The main ingredients were listed as pork and bacon. Then came the phrase: ‘Other Meats’. Which other meats I thought? Badger? Three‑banded armadillo? Rusk followed that. Rusk is a variety of edible sawdust the government allows butchers to mix with meat while the customer roots distractedly in the veggie basket for a decent neep.
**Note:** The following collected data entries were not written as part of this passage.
PR #380, opened 2022-08-22
add quarto for python 3.9

shahmonanshi:


content/base/bionic/maybe_install_quarto.sh
```diff
@@ -1,8 +1,8 @@
 #!/bin/bash
 
-# only install quarto if python 3.10 and R 4.1
+# only install quarto if python 3.10 and R 4.1 OR python 3.9 and R 4.1
 # TODO: figure out a different hierarchy...
-if [[ `ls /opt/python/ | grep '3\.10\.'` ]] && [[ `ls /opt/R | grep '4\.1\.'` ]]; then
+if [[ `ls /opt/python/ | grep '3\.10\.'` ]] && [[ `ls /opt/R | grep '4\.1\.'` ]] || [[ `ls /opt/python/ | grep '3\.9\.'` ]] && [[ `ls /opt/R | grep '4\.1\.'` ]] ; then
```
colearendt, line 5: Have you tested the order of operations / precedence here for `&&` vs. `||` to make sure all of the peers work as expected?

colearendt (commented):
@aronatkins thoughts on adding another version of quarto for python 3.9? This was requested internally for some demo assets.

aronatkins (commented):
No concern with adding Quarto to additional containers. Maybe make this explicit, somehow?

content/base/bionic/maybe_install_quarto.sh
shahmonanshi: just added in a second set of brackets to absolutely ensure it does what we want it to do :)

bschwedler:
Quarto is always installed in Ubuntu 20.04 now.
https://github.com/rstudio/rstudio-docker-products/blob/ded71ad076e48cab9ae2a5e8a0af1d6714c1e16b/content/base/maybe_install_quarto.sh#L13-L21

PR #383, opened 2022-08-25
Bump Connect to 2022.08.1

marcosnav:
Pushed along a small adjustment to the `Justfile`. The `update-versions` command was failing due to an incomplete Dockerfile name.


colearendt (approved):
LGTM! Thanks!

PR #384, opened 2022-08-26
Implement linting on dockerfiles

ianpittwood:
To improve our code quality and adherence to Docker best practices, this pull request implements [Hadolint](https://github.com/hadolint/hadolint) in our workflow. The minimum failure threshold is set to `warning` in the Github Workflow so `style` and `info` suggestions will not fail a PR, though I encourage future contributors to consider using them!

I did my best to implement all the changes suggested by Hadolint, but I did exclude or ignore the following rules from implementation:
- Ignored
  - DL3008 - `warning` for unpinned packages in `apt-get install` commands. We don't currently practice dependency pinning and it would be a large undertaking to do so.
  - DL3033 - `warning` for unpinned packages in `yum install` commands.
  - DL3059 - `info` for multiple consecutive RUN statements. Many of these are conscious design choices, but they may still clutter PRs with comments. For now we'll officially ignore them, but we could look into condensing them down the road.
- Excluded (not explicitly ignored, but I did not implement them)
  - DL3059 - `info` for multiple consecutive `RUN` instructions. We intentionally use multiple `RUN` instructions in most Dockerfiles so it would not make sense to consolidate these at this time.

### DIFF
--- a/connect-content-init/Makefile
+++ b/connect-content-init/Makefile
@@ -8,17 +8,21 @@
 #     make RSC_VERSION=<version string>
 
 TAG_BASE?=rstudio/rstudio-connect-content-init-preview
-RSC_VERSION?=1.8.8.3-dev312
+RSC_VERSION?=2022.08.1
 
 all: build
 .PHONY: all
 
 # Builds the image using a given RSC distribution for runtime artifacts.
 build:
-	docker build --build-arg RSC_VERSION=$(RSC_VERSION) -t $(TAG_BASE):$(RSC_VERSION) .
+	DOCKER_BUILDKIT=1 docker build --build-arg RSC_VERSION=$(RSC_VERSION) -t $(TAG_BASE):$(RSC_VERSION) -f Dockerfile.bionic .
 .PHONY: build
 
 # Do not run push if you are not Cole.
 push: build
 	docker push $(TAG_BASE):$(RSC_VERSION)
 .PHONY: push
+
+test:
+	IMAGE_NAME=$(TAG_BASE):$(RSC_VERSION) docker-compose -f docker-compose.test.yml run sut
+.PHONY: test
--- a/hadolint.yaml
+++ b/hadolint.yaml
@@ -1,0 +1,6 @@
+failure-threshold: warning
+ignored:
+  - DL3008  # Suppresses warning for version pinning on apt installs
+  - DL3033  # Suppresses warning for version pinning on yum installs
+label-schema:
+  maintainer: text
--- a/hadolint.yaml
+++ b/hadolint.yaml
@@ -1,6 +1,11 @@
 failure-threshold: warning
 ignored:
-  - DL3008  # Suppresses warning for version pinning on apt installs
-  - DL3033  # Suppresses warning for version pinning on yum installs
+    # Suppresses warning for version pinning on apt installs. We currently do not practice this approac
+  - DL3008
+    # Suppresses warning for version pinning on yum installs. We currently do not practice this approach.
+  - DL3033
+    # Suppresses info for too many consecutive RUN statements. Multiple consecutive RUN statements are often a conscious
+    # design choice in our Dockerfiles, but we could consider condensing them in the future.
+  - DL3059
 label-schema:
   maintainer: text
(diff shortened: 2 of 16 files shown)


cm421:
Very minor nit: Any reasons _not_ to ignore DL3059? Even though they're info-level and below the failure threshold, they still appear when looking at the files changed in the PR (which is really cool they pop up like that!). This PR alone has 4, which might drown out legitimate errors in the future if I just get used to ignoring them.

cm421 (approved):
Very minor nit with DL3059 but otherwise LGTM!

ianpittwood:
> Very minor nit: Any reasons _not_ to ignore DL3059? Even though they're info-level and below the failure threshold, they still appear when looking at the files changed in the PR (which is really cool they pop up like that!). This PR alone has 4, which might drown out legitimate errors in the future if I just get used to ignoring them.
> 
> 
> 
> Also, [Hadolint's own dos](https://github.com/hadolint/hadolint/wiki/DL3059) suggests that check is a little extra:
> 
> 
> 
> > You might want to ignore this info level rule.

Yeah I only avoided ignoring it since we may want to implement it in the future, but since it does appear in the comments (also agree that's awesome, I didn't even set that up) I think you're right that we should silence it.

hadolint.yaml
```diff
@@ -1,6 +1,11 @@
 failure-threshold: warning
 ignored:
-  - DL3008  # Suppresses warning for version pinning on apt installs
-  - DL3033  # Suppresses warning for version pinning on yum installs
+    # Suppresses warning for version pinning on apt installs. We currently do not practice this approac
```
colearendt, line 3:
```suggestion
    # Suppresses warning for version pinning on apt installs. We currently do not practice this approach.
```

colearendt (approved):
Total nit / spelling mistake 😄

connect-content-init/Makefile
```diff
@@ -8,17 +8,21 @@
 #     make RSC_VERSION=<version string>
 
 TAG_BASE?=rstudio/rstudio-connect-content-init-preview
-RSC_VERSION?=1.8.8.3-dev312
+RSC_VERSION?=2022.08.1
```
colearendt, line 11: We should probably make sure this is caught in our regex

hadolint.yaml
```diff
@@ -0,0 +1,11 @@
+failure-threshold: warning
+ignored:
+    # Suppresses warning for version pinning on apt installs. We currently do not practice this approac
```
colearendt, line 3: Same

r-session-complete/Dockerfile.bionic
```diff
@@ -7,11 +7,13 @@ ARG R_VERSION=4.1.0
 ARG MINICONDA_VERSION=py37_4.8.3
 ARG PYTHON_VERSION=3.9.5
 ARG DRIVERS_VERSION=2021.10.0
+ENV DEBIAN_FRONTEND=noninteractive
```
colearendt, line 10: Shouldn't this be an ARG? I think ENV leaves it in the container forever?

colearendt (commented):
Sorry - a few more thoughts. I didn't see all the other commits 🙈

connect-content-init/Makefile
ianpittwood: I actually did not mean to commit this, but I can make that update. I wasn't sure if this was intentionally excluded tbh.

r-session-complete/Dockerfile.bionic
ianpittwood: Good point. I looked it up and it's heavily suggested not to leave this as an artifact in your containers. I added `ENV DEBIAN_FRONTEND=dialog` to the end of all the Dockerfile.bionic definitions to reset it back to default for future users of the container.

shepherdjerred (approved):

shepherdjerred:
I haven't seen hadolint before; it looks great. I'm a big fan of linting, so this gets a big thumbs up from me!

colearendt (approved):
LGTM!

melissa-barca (approved):
LGTM!

PR #385, opened 2022-08-29
Add centos7

dkasabovn:
# Changes
- Remove hardcoded gid and uid from GOSS yaml file due to os-specific user allocation
- Add centos7 images to all release builds

# Details
A flag is passed to `yum install` operations to ensure that we do not have ignored packages listed in the `Dockerfile`. If a package is not found it will throw an error.


colearendt:
I probably should have thought about this more deeply when we talked about it before 🙈 Are we sure we want to add centos7 images? They are EOL in 2024, and it will be ultimately setting users up for needing to switch their OS (which is a pretty intensive operation).

dkasabovn:
> I probably should have thought about this more deeply when we talked about it before see_no_evil Are we sure we want to add centos7 images? They are EOL in 2024, and it will be ultimately setting users up for needing to switch their OS (which is a pretty intensive operation).

No worries will just rebase the rl8 branch and close this one

PR #390, opened 2022-09-09
Trying to fix Issue with PAM chpasswd and SELinux

SOLDIERz:
This should solve the Issue which I was running into with OpenShift/Container Environments in the combination with PAM and chpasswd. I already opened an Issue for that in the Helm Charts Repo for RStudio: https://github.com/rstudio/helm/issues/265


colearendt:
Thanks for submitting this @SOLDIERz ! Have you tested this in an SELinux environment and found that it worked well?

PR #396, opened 2022-09-14
change session installation order

colearendt:
Installing Workbench last, so that R and Python versions are the "more immutable" parts of the image


cm421 (approved):
LGTM!

colearendt:
One thing we are considering to add here is building FROM our newer `content-base` or `content-pro` images, which will require a bit of change in how we structure our CI, so that these session images can build _after_ those images.

ianpittwood (approved):
Makes sense to me!

colearendt:
I'm thinking we may use #415 in lieu of this PR - it decouples in the same direction, but into completely different files / docker images.

colearendt:
Closed in favor of #454 (which includes #415)

PR #402, opened 2022-09-29
Refactor all build and test actions into Make

ianpittwood:


.github/workflows/build-latest.yaml
```diff
@@ -52,7 +52,7 @@ jobs:
       - name: Build Image
         id: build-image
         run: |
-          TAGS=`just BUILDX_PATH=${{ steps.buildx.outputs.name }} build-release ${{ matrix.config.product }} ${{ matrix.config.os }} ${{ steps.get-version.outputs.VERSION }}`
```
colearendt, line 55: So y'all are dropping `just` completely?

Justfile
```diff
@@ -57,127 +71,72 @@ update-rsc-versions:
...
   set -euxo pipefail
+  sed {{ sed_vars }} "s/^DRIVERS_VERSION=.*/DRIVERS_VERSION={{ DRIVERS_VERSION }}/g" content/pro/Makefile
+  sed {{ sed_vars }} "s/\"drivers\": \".[^\,\}]*\"/\"drivers\": \"{{ DRIVERS_VERSION }}\"/g" content/matrix.json
+  sed {{ sed_vars }} "s/^ARG DRIVERS_VERSION=.*/ARG DRIVERS_VERSION={{ DRIVERS_VERSION }}/g" helper/workbench-for-microsoft-azure-ml/Dockerfile
+  sed {{ sed_vars }} "s/^DRIVERS_VERSION ?= .*/DRIVERS_VERSION ?= {{ DRIVERS_VERSION }}/g" Makefile
+  sed {{ sed_vars }} "s/^DRIVERS_VERSION := .*/DRIVERS_VERSION := \"{{ DRIVERS_VERSION }}\"/g" Justfile
+
+build-release $PRODUCT $OS:
+  #!/usr/bin/env bash
+  make PRODUCT=${PRODUCT} IMAGE_OS=${OS} build
```
colearendt, line 134: just calling make

Makefile
```diff
@@ -47,59 +51,206 @@ else ifeq ($(UNAME_S),Darwin)
...
+	$(MAKE) PRODUCT=connect IMAGE_OS=$(IMAGE_OS) test
+	$(MAKE) PRODUCT=package-manager IMAGE_OS=$(IMAGE_OS) test
+	$(MAKE) PRODUCT=r-session-complete IMAGE_OS=$(IMAGE_OS) test
+	$(MAKE) PRODUCT=workbench IMAGE_OS=$(IMAGE_OS) test
+	$(MAKE) PRODUCT=workbench-for-microsoft-azure-ml IMAGE_OS=$(IMAGE_OS) test
+
+
+### Update versions shortcuts ###
+update-versions:  ## Update the versions for all products
+	just \
```
colearendt, line 241: make calling just

colearendt (commented):
Honestly, I feel like this approach makes things more confusing and harder to follow:

- `Justfile` works well for complicated situations because it can have `python` or other scripts in addition to `bash` scripts, quoting that doesn't read like a bashism, etc. However, it is not as portable to customers
- `Makefile` is ubiquitous, so more useful in customer environments

- Our CI is complicated because we build lots of variations of tags, versions, etc. Customers rarely / never need this complexity. We should hide it from them
- we don't have any clear data that customers even use the `Makefile`. Its main value is as a list of "commands you can easily run." Most folks probably cd into the container directory and `docker build`

As such, along with the fact that we have weird circular dependencies (`make` call `just`, `just` call `make`, which is the parent, etc.), complexity in the Makefile, etc. I think we should:

- ensure `just` and `make` handle different scopes of work
- use `just` for CI and complex / developer machinery
- use `make` for dead-simple examples of how to run things or build very simple cases. The target user is a novice docker user who might read the `Makefile` to see how we run commands. Abstractions and complexity will lose them
- minimize `make` calling `just` or `just` calling `make`. Again, if their audiences are different, there is no reason for either one to be "the complete answer." I don't think we should target "both just and make users"

.github/workflows/build-latest.yaml
ianpittwood: Nope, we still use `just` in other spots. I could alias this one too if it's a problem.

ianpittwood:
> Honestly, I feel like this approach makes things more confusing and harder to follow:
> 
>     * `Justfile` works well for complicated situations because it can have `python` or other scripts in addition to `bash` scripts, quoting that doesn't read like a bashism, etc. However, it is not as portable to customers
> 
>     * `Makefile` is ubiquitous, so more useful in customer environments

Agreed, but personally I'd always lean towards making things more accessible to end users.

>     * Our CI is complicated because we build lots of variations of tags, versions, etc. Customers rarely / never need this complexity. We should hide it from them

We don't currently hide any of this in `just` either so we'd likely need to alter our approach altogether if we want to do that. Maybe by feeding tags into make/just at build time in GHA or from another target?

>     * we don't have any clear data that customers even use the `Makefile`. Its main value is as a list of "commands you can easily run." Most folks probably cd into the container directory and `docker build`

We reference the `make` targets throughout the docs still for anyone following that. We can change that to `just`, but we'll want to include enough info for anyone who can't use `just` in their environment to be able to perform basic build/run commands. `just` is fairly straight forward, but links to documentation should help ensure we're not leaving anyone OOTL.

> As such, along with the fact that we have weird circular dependencies (`make` call `just`, `just` call `make`, which is the parent, etc.), complexity in the Makefile, etc. I think we should:
> 
>     * ensure `just` and `make` handle different scopes of work

That's my intention. This is still WIP, but my goal is to avoid circular dependencies. Calls from `make` to `just` or vice versa are really just alias wrappers so users can choose either tool. I can completely remove the aliases if it's a problem.

>     * use `just` for CI and complex / developer machinery
> 
>     * use `make` for dead-simple examples of how to run things or build very simple cases. The target user is a novice docker user who might read the `Makefile` to see how we run commands. Abstractions and complexity will lose them
> 
>     * minimize `make` calling `just` or `just` calling `make`. Again, if their audiences are different, there is no reason for either one to be "the complete answer." I don't think we should target "both just and make users"
> 
> 
> There is another path where we discard `just` in lieu of `make`. I am personally not a fan of that idea, because `make` is a bit of a pain for this type of command-line interface IMO. Further, then we get complexity in the `Makefile` which makes it inscrutable to customers. I'm going to ask the RSC team for a bit of a retrospective on their thoughts after abandoning `make`.

I'm fine with fully abandoning one tool for the other as it will clean things up significantly. Personally though, I think we should keep `make` since it's the universal solution to this problem. That being said, I can redo this for whatever our tool of choice ends up being.

We could also consider breaking up the make/just files into the sub-directories to make things a little more readable.

ianpittwood:
Starting new PR for full switch to Just.

PR #404, opened 2022-10-04
Adjust Snyk to test on branch and keep monitor on main

zfouts:
Move snyk scans to "test" for branches/PR's and keep "monitor" on main branch


colearendt (approved):
LGTM! Just to understand, the idea here is that there will not be notifications from branches?

PR #416, opened 2022-02-04
Fix bug in RPC cancelation

kasperl:


lib/rpc/broker.toit
```diff
@@ -155,7 +168,8 @@ monitor RpcRequestQueue_:
         if not next:
           last_ = previous
         unprocessed_--
-      previous = current
+      else:
```
kasperl, line 171: This is the bug now exposed by tests.

lask (approved):
Good catch!

PR #418, opened 2022-02-04
Faster == on ByteArrays

erikcorry:


lib/core/collections.toit
```diff
@@ -1262,8 +1262,10 @@ abstract class ByteArrayBase_ implements ByteArray:
     if other is not ByteArray: return false
     s := size
     if s != other.size: return false
-    s.repeat: if this[it] != other[it]: return false
-    return true
+    return compare_ other
+
+  compare_ other -> bool:
```
kasperl, line 1267: Add a type for other.

kasperl: This works for strings too, no?

kasperl (approved):
Looks good to me, but can we use this for strings?

kasperl (approved):
Looks even better to me.

PR #421, opened 2022-02-06
Documentation on what a flash-store value can be.

### LINKED ISSUE #420: Saving the map-object in the flash store
A small bug related to saving the map-object in the flash store. If you use string as a key, then there are no problems, but if int, then crash occurs:

```
Class 'int' does not have any method 'size'.
  0: Encoder.encode_string_inner_ <sdk>/encoding/ubjson.toit:94:21
  1: Encoder.encode_map_.<block> <sdk>/encoding/ubjson.toit:63:7
  2: HashedInsertionOrderedCollection_.hash_do_ <sdk>/core/collections.toit:2098:3
  3: Map.do                    <sdk>/core/collections.toit:2628:10
  4: Encoder.encode_map_       <sdk>/encoding/ubjson.toit:62:9
  5: Encoder.encode_           <sdk>/encoding/ubjson.toit:46:25
  6: Encoder.encode            <sdk>/encoding/ubjson.toit:34:7
  7: encode                    <sdk>/encoding/ubjson.toit:14:5
  8: serialize                 <sdk>/serialization.toit:35:16
  9: FlashStore.set            <sdk>/device.toit:85:48
 10: saveData                  /home/micrcx/toit_apps/bytes/hsmfb_transport.toit:50:9
 11: receiveMessage.<block>    /home/micrcx/toit_apps/bytes/hsmfb_transport.toit:145:5
 12: subscribe_.<block>        <sdk>/pubsub.toit:373:15
 13: subscribe_                <sdk>/pubsub.toit:364:1
 14: subscribe                 <sdk>/pubsub.toit:358:3
 15: receiveMessage            /home/micrcx/toit_apps/bytes/hsmfb_transport.toit:125:9
 16: main                      /home/micrcx/toit_apps/bytes/hsmfb_transport.toit:199:3
 17: __entry__.<lambda>        <sdk>/core/entry.toit:48:20

```
I.e. code:

```
map := {:}
map["1"] = "Ok"
store := device.FlashStore
store.set key object
```
performs without problems, and the code:

```
map := {:}
map[1] = "Bug"
store := device.FlashStore
store.set key object
```
causes a crash.
In the sources of the library, I found that only text keys are supported during serialization, so perhaps the bug is not critical. It can be easily bypassed, for example:
```
key := 32
map["$key"] = "Ok",

```
but for those who do not know this, the bug can be an unpleasant surprise.

floitsch:
Values are encoded as UBJSON.

Fixes #420.

### DIFF
--- a/lib/device.toit
+++ b/lib/device.toit
@@ -70,6 +70,11 @@ class FlashStore implements Store:
   Inserts the given $key-$value pair in the store.
 
   If the $key already exists in the store, then the value is overwritten.
+
+  The $value is encoded as UBJSON. As such it supports:
+  - literals: numbers, booleans, strings, null.
+  - lists.
+  - maps. The keys must be strings, and the values must be valid JSON objects.
   */
   set key/string value/any:
     impl.FlashStore_.instance.set key value
--- a/lib/device.toit
+++ b/lib/device.toit
@@ -74,7 +74,7 @@ class FlashStore implements Store:
   The $value is encoded as UBJSON. As such it supports:
   - literals: numbers, booleans, strings, null.
   - lists.
-  - maps. The keys must be strings, and the values must be valid JSON objects.
+  - maps. The keys must be strings, and the values must be valid UBJSON objects.
   */
   set key/string value/any:
     impl.FlashStore_.instance.set key value


lib/device.toit
```diff
@@ -70,6 +70,11 @@ class FlashStore implements Store:
   Inserts the given $key-$value pair in the store.
 
   If the $key already exists in the store, then the value is overwritten.
+
+  The $value is encoded as UBJSON. As such it supports:
+  - literals: numbers, booleans, strings, null.
+  - lists.
+  - maps. The keys must be strings, and the values must be valid JSON objects.
```
erikcorry, line 77:
```suggestion
  - maps. The keys must be strings, and the values must be valid UBJSON objects.
```

erikcorry (approved):

PR #423, opened 2022-02-07
No resize

erikcorry:


src/objects.h
```diff
@@ -483,7 +483,11 @@ class ByteArray : public HeapObject {
      return static_cast<ByteArray*>(byte_array);
   }
 
-  void resize(int new_length);
+  // Only for external byte arrays that were malloced.  Does not change the
```
kasperl, line 486: Would it be hard to change the accounting? I fear that if we don't, we will end up we will end up with really messed up accounting numbers and this will definitely lead to assertion failures and unexpected behavior.

kasperl (approved):

erikcorry:
I fixed the accounting to be consistent with itself.  If the resize fails it will be inconsistent with reality, but that's probably not so bad.  After all, nobody can really know how much the malloc is padding the allocations, so the accounting was approximate anyway.

PR #426, opened 2022-02-08
Add Pystone and scale DeltaBlue down to run on MicroPython

kasperl:


third_party/benchmarks/python/pystone.py
```diff
@@ -0,0 +1,247 @@
...
+TRUE = 1
+FALSE = 0
+
+def main(iterations):
+    startTime = time_ms()
+    for i in range(iterations):
+      pystones(LOOPS)
+    endTime = time_ms()
+    ms = (endTime - startTime) / iterations
+    print("Pystone (%s) - time per iteration: %i ms" % (sys.implementation.name, ms))
```
erikcorry, line 71: If it's a cut down version we should not that right in the print statement.  So easy to forget a few years down the line and wonder why Python is so fast.

erikcorry (approved):

third_party/benchmarks/python/pystone.py
floitsch: Was this comment addressed?

PR #431, opened 2022-02-09
Add support for external messaging

kasperl:


src/messaging.cc
```diff
@@ -386,6 +394,23 @@ Object* MessageDecoder::decode_byte_array(bool inlined) {
   return result;
 }
 
+bool MessageDecoder::decode_byte_array_external(void** data, int* length) {
+  int tag = read_uint8();
+  int encoded_length = read_cardinal();
+  if (tag == TAG_BYTE_ARRAY) {
+    *data = read_pointer();
+  } else if (tag == TAG_BYTE_ARRAY_INLINE) {
+    void* copy = malloc(encoded_length);
```
kasperl, line 403: I need to fix this before I commit.

erikcorry (approved):
LGTM, but I think we need some solution for malloc failures and GC.

src/messaging.cc
kasperl: Fixed.

kasperl:
Tried to improve the out-of-memory behavior. PTAL, @erikcorry.

src/messaging.h
```diff
@@ -205,4 +209,39 @@ class MessageDecoder {
...
+  // Send a message to a specific receiver.
+  bool send(int receiver, int type, void* data, int length);
+
+  // Support for handling failed allocations. Return true from the callback
+  // if you have cleaned up and want to retry the allocation. Returning false
+  // causes the message to be discarded.
+  virtual bool on_failed_allocation(int length) { return false; }
+
+  // Try collecting garbage. If asked to try hard, the system will preempt running
+  // processes and get the to stop before garbage collecting their heaps.
```
erikcorry, line 236:
```suggestion
  // processes and get them to stop before garbage collecting their heaps.
```

src/scheduler.h
```diff
@@ -85,6 +85,9 @@ class Scheduler {
   // Run a new program. Returns the process ID of the root process.
   int run_program(Program* program, char** args, ProcessGroup* group, Block* initial_block);
 
+  // Run a new external program. Returns the process.
```
erikcorry, line 88: External makes it sound a bit like we are fork-execing something.  Should we call it "native thread" instead?

erikcorry (approved):

src/scheduler.h
kasperl: Yeah. Maybe we should tweak the names a bit.

PR #432, opened 2022-02-09
Improve wifi open and close

kasperl:


lib/net/wifi.toit
```diff
@@ -15,26 +16,55 @@ import ..esp32
...
+      // connection. We always set it to a value when leaving this path
+      // and we always clear out the latch when we're done synchronizing.
+      wifi_connecting_ = monitor.Latch
+      wifi := wifi.Wifi
+      try:
+        wifi.set_ssid ssid password
+        with_timeout WIFI_CONNECT_TIMEOUT_: wifi.connect
+        with_timeout WIFI_DHCP_TIMEOUT_: wifi.get_ip
+        // Success: Register the WiFi connection, tell anyone who is waiting
+        // for it that the connetion is ready to be used (no exception), and
```
erikcorry, line 47:
```suggestion
        // for it that the connection is ready to be used (no exception), and
```

erikcorry (approved):

lib/net/wifi.toit
floitsch:
```suggestion
        // for it that the connection is ready to be used (no exception), and
```

lib/net/wifi.toit
```diff
@@ -15,26 +16,55 @@ import ..esp32
 WIFI_CONNECT_TIMEOUT_  ::= Duration --s=10
 WIFI_DHCP_TIMEOUT_     ::= Duration --s=16
 
+wifi_/wifi.Wifi? := null
+wifi_connecting_/monitor.Latch? := null
```
floitsch, line 20: Add a comment explaining what values are on this latch.
Maybe?
```suggestion
/**
Latch used to coordinate creation of the connection.
If the `get` is `null` the WiFi connection is established and can be used.
If it is not null, then it contains the error that was encountered during creation.
*/
wifi_connecting_/monitor.Latch? := null
```

lib/net/wifi.toit
```diff
@@ -15,26 +16,55 @@ import ..esp32
...
+        wifi_connecting_.set null
+      finally: | is_exception exception |
+        if is_exception:
+          wifi.close
+          wifi_connecting_.set exception.value
+        wifi_connecting_ = null
+
+  interface := WifiInterface_
+  if ssid == wifi_.ssid_ and password == wifi_.password_: return interface
+  interface.close
```
floitsch, line 59: Why even allocate the interface if we are not going to use it?

Would be simpler to just:
```
if ssid == wifi_.ssid_ and password == wifi_.password_: return WifiInterface_
```

floitsch (commented):
LGTM.

lib/net/wifi.toit
kasperl: The wifi_ isn't closed.

PR #435, opened 2022-02-09
Add url.decode to match url.encode

erikcorry:
Also adds 3 functions to the global namespace of utils.toit - I could make them private?


floitsch (approved):
LGTM.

Further down the list where the tiniest of writing strained my prescription glasses to their limit, I found E450K (Wasn’t this the stuff they put in wallpaper paste to kill fungus?); Colour 128 (I Googled it when I got home. It’s in the Dulux range as Fencepost); and anti‑oxidant 301 (an early rocket fuel used by Wernher von Braun if I wasn’t mistaken). No mention of folic acid, riboflavin or iron.

I stood there for some time looking from cottage cheese to polony and back again. I know our sixties diet would be enough to make today’s nutritional boffins at the Rowett Institute cowk on their Special K, but don’t they say that a little of what you fancy does you good?  It just depends on your definition of ‘little’ I suppose.

“Dee ye ken the polony sassidge is buy-een-get-een-for-nithing jist noo?” the lassie at the checkout asked,

“Dee ye wint tae rin back and get anither een?” I took the lassie up on her offer, put the cottage cheese back where I found it and set off home.

Over the next few days I managed to eat the whole two yards. Guilt free. Or so I thought. The night I scoffed the last of it I fell asleep with a contented smile but looking like I’d swallowed a fully inflated beach ball. At two in the morning, I sprang bolt upright out of a nightmare, peching like a ploughman’s horse at lowsin’-time. I was back in the Aberdeen tenement where I grew up. A gang of vitamins had infiltrated our house through a crack in the pointing. Armed with a tattie-masher, Ma pursued the intruders from room to room, clambering over furniture and twice falling down the back of the radiogram before driving them out.

Before I fell sleep again I promised myself that in the morning I’d devote my life to Ryvita and green tea. I should be fine so long as I stay well away from the cold meats section of the supermarket in Turriff.